When you put it up to the target , what you see is what you are aiming at . No need to put something in the middle of the Bull. Check out the original one , the X View by Brite site


----------



## golfingguy27 (Oct 15, 2008)

What Mike said... It puts your focus on nothing but the dot. I went to one when I was having issues with trying to hard to keep the pin EXACTLY in the middle of the dot, and therefore kind of jekring my bow back and forth. It made me trust the float. I have since just gone to a ring on a clear lens. The only "issue" with a fristed lens is you have to concentrate on making sure you are pointing at the right dot when there are multiple targets. I made the switch to the ring after shooting the wrong target a few times.


----------



## redman (Feb 22, 2003)

mike has some great info on how to make sure you are aiming at the right target great lens it works great for jesse b


----------



## brtesite (May 24, 2002)

golfingguy27 said:


> What Mike said... It puts your focus on nothing but the dot. I went to one when I was having issues with trying to hard to keep the pin EXACTLY in the middle of the dot, and therefore kind of jekring my bow back and forth. It made me trust the float. I have since just gone to a ring on a clear lens. The only "issue" with a fristed lens is you have to concentrate on making sure you are pointing at the right dot when there are multiple targets. I made the switch to the ring after shooting the wrong target a few times.

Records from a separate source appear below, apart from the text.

PR #941, opened 2018-07-17
Refactor moderator and contributor forms

### LINKED ISSUE #908: Refactor channel editing forms to decrease duplication

noisecapella:
Fixes #908

#### What's this PR do?
Merges forms into a form which displays the same tabular member data for both, with certain props where we need to differentiate.

View the moderator and contributor pages. Nothing should break.


gsidebo:
A few thoughts: 
- I don't think we should implement the contributor/moderator components as simple pass-throughs to a more general member component. For one, that results in a component hierarchy like this:
    
    ```
    <EditChannelContributorsPage>
        <EditChannelMembersPage />
    </EditChannelContributorsPage>
    ```
    That doesn't make a lot of sense. Maybe it's better to implement this as an HOC (`withMemberForm` or something like that)? Following the current implementation you have here, the actual contributor/moderator components would probably just be empty functions. That's a little wonky, but it still gives us a single component instead of one meaningful component nested inside of a basically meaningless one. 
- Passing a string key for the reducer name makes the code less grep-friendly, and it's also a little odd to read `state[reducerName]` and `actions[reducerName]`. Not a big deal, and I don't have any great ideas off the top of my head for changing that implementation, but thought I'd flag it
- I think the `<Card>` and the members navbar should be moved out of the form component and into the container
- I think instead of the username key, the form component should just take a getter function that pulls the username from the given object (probably just `R.prop`). That's one less component that needs to know the implementation details of properly fetching the username from a member object

noisecapella:
How does the refactor look?

gsidebo:
@noisecapella This HOC is basically the same as the previous approach but it's a pass-through class instead of a pass-through function. It's kind of like a factory to dynamically generate a component. I think this is in contrast to the HOC pattern, which has the aim of defining a component via composition. These components are pretty simple and very similar right now, so the 'factory' does the job, but (1) it still yields a strange component hierarchy, and (2) it will get very hairy as the needs of each component drift. Have a look at [this file](https://github.com/mitodl/open-discussions/blob/master/static/js/containers/PasswordChangePage.js). That page, and several others, make use of the `withForm` HOC that @rhysyngsun wrote, and I think the general pattern would be useful here. Might look something like the example below. Please forgive the length - I was trying to conceptualize this myself and it was easiest just to create a rough code sketch

```javascript
// ChannelModeratorPage.js

export class ChannelModeratorPage extends React.Component<Props> { 
  render () {
    const { renderBody } = this.props
    return (
      <React.Fragment>
        <MetaTags>
          <title>{formatTitle("Edit Channel")}</title>
        </MetaTags>
        {renderBody()}
      </React.Fragment>
    )
  }
}

const mapDispatchToProps = (dispatch, ownProps) => ({
  loadMembers: () => {
    dispatch(actions.channelModerators.get(getChannelName(ownProps)))
  }
})

const mapStateToProps = state => {
  const channelName = getChannelName(ownProps)
  const members = state.channelModerators.data.get(channelName)
  const usernameGetter = R.prop('moderator_name')
  return { channelName, members }
}

export default R.compose(
  connect(mapStateToProps, mapDispatchToProps),
  withMemberForm,
  withSingleColumn("edit-channel")
)(ChannelModeratorPage)

// withMemberForm.js

const withMemberForm = ( WrappedComponent ) => {
  class withMemberForm extends React.Component {
    componentDidMount() {
      this.loadData()
    }
  
    componentDidUpdate(prevProps) {
      if (shouldLoadData(prevProps, this.props)) {
        this.loadData()
      }
    }
  
    loadData = async () => {
      const { dispatch, channel, channelName, members, loadMembers } = this.props
      if (!channel) {
        await dispatch(actions.channels.get(channelName))
      }
  
      if (!members) {
        await loadMembers()
      }
    }
    
    renderBody() {
      if (!channel || !members) { return null }
      return <div>
        <EditChannelNavbar channelName={channel.name} />
        <Card>
          <EditChannelMembersForm />
      </div>
    }

    render() {
      return <WrappedComponent {...this.props} renderBody={renderBody} />
    }
  }
}

```

Using this approach, we would have defined top level containers for both the moderator and contributor pages, they would both define their own dispatched actions and handlers, and it would be much easier to handle cases where the UI/logic needs for each component start to drift

static/js/components/admin/EditChannelMembersForm.js
```diff
@@ -0,0 +1,41 @@
...
+  members: Array<Member>,
+  usernameGetter: (member: Member) => string
+}
+
+export default class EditChannelMembersForm extends React.Component<Props> {
+  render() {
+    const { channelName, members, usernameGetter } = this.props
+    return (
+      <React.Fragment>
+        <MembersNavbar channelName={channelName} />
```
gsidebo: Still think this navbar should be moved out of the form component

static/js/containers/admin/EditChannelContributorsPage.js
```diff
@@ -1,89 +1,63 @@
...
       </React.Fragment>
     )
   }
 }
 
+const mapDispatchToProps = (dispatch: Dispatch<*>, ownProps) => ({
+  loadMembers: () =>
+    dispatch(actions.channelContributors.get(getChannelName(ownProps))),
+  loadChannel:    () => dispatch(actions.channels.get(getChannelName(ownProps))),
+  usernameGetter: (member: any): string => member.contributor_name
```
gsidebo: This doesn't dispatch any actions, so I would argue it doesn't belong here. Probably makes more sense in `mapStateToProps`

static/js/hoc/withMemberForm.js
```diff
@@ -0,0 +1,79 @@
...
+
+      if (!channel || !members) {
+        return null
+      }
+
+      return (
+        <React.Fragment>
+          <MetaTags>
+            <title>{formatTitle("Edit Channel")}</title>
+          </MetaTags>
```
gsidebo: The wrapped components already render this

noisecapella:
Comments addressed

The reason you shot the wrong target is because you were trying to acquire the target thru the peep. You should have the face you are shooting already in your scope , then look thru the peep. You should be doing that with any lens configuration. Now you have a circle on a regular lens, & you have to define where it is. It is the same problem with true spot type of lenses. You have to look & find where the middle is. With the X view there is no doubt where it is .


----------



## RIDGE_RUNNER91 (Feb 21, 2005)

Mike,

Please don't laugh but I have been trying a home made frosted lens. I wanted to try it before I dropped the coin on the real deal. I used a small hole punch in a piece of scotch tape and it is working really well, but last night I ran into a problem. I was shooting from a VERY bright area into a VERY dark area. The sun was directly over the target so it was hitting me square in the face. I couldn't see the target at all. Thru past experience I know that it is hard to see this target with a regular scope but there was nothing but a black hole with the frosted lens. No body in my group had an umbrella so I had to take a blank on the target. I really like the frosted lens but I really hated to take a blank on a target. Is there a good way to deal with this type of situation other than carrying an umbrella everywhere I go?


----------



## Barny (May 10, 2010)

golfingguy27 said:


> What Mike said... It puts your focus on nothing but the dot. I went to one when I was having issues with trying to hard to keep the pin EXACTLY in the middle of the dot, and therefore kind of jekring my bow back and forth. It made me trust the float. I have since just gone to a ring on a clear lens. The only "issue" with a fristed lens is you have to concentrate on making sure you are pointing at the right dot when there are multiple targets. I made the switch to the ring after shooting the wrong target a few times.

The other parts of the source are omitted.